Directions – Find how many lines in the data below include the word "each", then write only that number.
━━━
PR #4021, opened 2024-01-16
Enable `reset_modules_cache` 

### LINKED ISSUE #3999: Enable `reset_modules_cache` for plugins
## History

Python modules can be manually unloaded at runtime by removing them from the `sys.modules` dictionary. This, coupled with multiprocessing, are the foundation of [Serpentarium](https://github.com/guardicode/serpentarium) (the Agent's plugin system). Unfortunately, extension modules cannot be unloaded and reloaded at runtime. This is a fundamental limitation that cannot be overcome in CPython at the present time.

Infection Monkey relies on Pydantic which, in v1, was compiled with cpython as an extension module by default to enhance performance (though, we found in #3395 that using pure python was likely fast enough for our needs). As a result, the `reset_modules_cache` option was introduced into Serpentarium in v0.4.0 (https://github.com/guardicode/serpentarium/commit/dd31c150b22). The upside of this is that our plugin system works. The downside is that certain dependencies that a plugin may specify may be overridden if the Agent requires the same dependency.

## Description
As of v2 of Pydantic, the module is now pure-python (see https://blog.pydantic.dev/blog/2022/07/10/pydantic-v2-plan/). Furthermore, the Agent has fewer dependencies than ever before as the bulk of its functionality has been extracted in plugins. In order to improve plugin isolation, we should set the `reset_modules_cache` option to `False` in `monkey.py` and thoroughly test to see if plugins still function properly. We should make an effort to resolve any new issues which may still be present and, at a minimum, document any blocking issues that prevent us from setting `reset_modules_cache=False`

shreyamalviya:
# What does this PR do?

Fixes #3999 

## PR Checklist

## Testing Checklist

* [x] Do all unit tests pass?

### DIFF
--- a/monkey/infection_monkey/main.py
+++ b/monkey/infection_monkey/main.py
@@ -1,3 +1,4 @@
+# isort: off
 # Serpentarium resets the import state to a default state each
 # time a plugin is run.
 # The following import has objects that are used for communication between the Agent and plugins,
@@ -10,7 +11,6 @@ import infection_monkey.agent_plugin_api_imports  # noqa: F401
 # UPDATE: It's the second import now; read comment above
 # serpentarium must be the first import, as it needs to save the state of the
 # import system prior to any imports
-# isort: off
 import serpentarium  # noqa: F401
 from serpentarium.logging import configure_host_process_logger
 
--- a/monkey/infection_monkey/main.py
+++ b/monkey/infection_monkey/main.py
@@ -1,5 +1,33 @@
+# Serpentarium resets the import state to a default state each
+# time a plugin is run.
+# The following objects are used for communication between the Agent and plugins,
+# and need to be imported before serpentarium so that they are added to the default
+# import state. This prevents pickling errors. Without this, when a plugin is run,
+# we'll get errors like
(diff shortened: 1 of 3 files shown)


monkey/infection_monkey/main.py
```diff
@@ -1,5 +1,33 @@
...
+    ITCPPortSelector,
+    LocalMachineInfo,
+    PayloadResult,
+    PingScanData,
+    PortScanData,
+    PortScanDataDict,
+    RetrievalError,
+    TargetHost,
+    TargetHostPorts,
+)
```
mssalvatore, line 26: Can we simply
```suggestion
import infection_monkey.agent_plugin_api_imports # noqa: F401
```

monkey/infection_monkey/main.py
```diff
@@ -1,5 +1,33 @@
...
+
 # serpentarium must be the first import, as it needs to save the state of the
 # import system prior to any imports
+# UPDATE: It's the second import now; read comment at the top of the file
 # isort: off
```
mssalvatore, line 31: Does this need to move up to the top?

mssalvatore (approved):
━━━
Task result – 2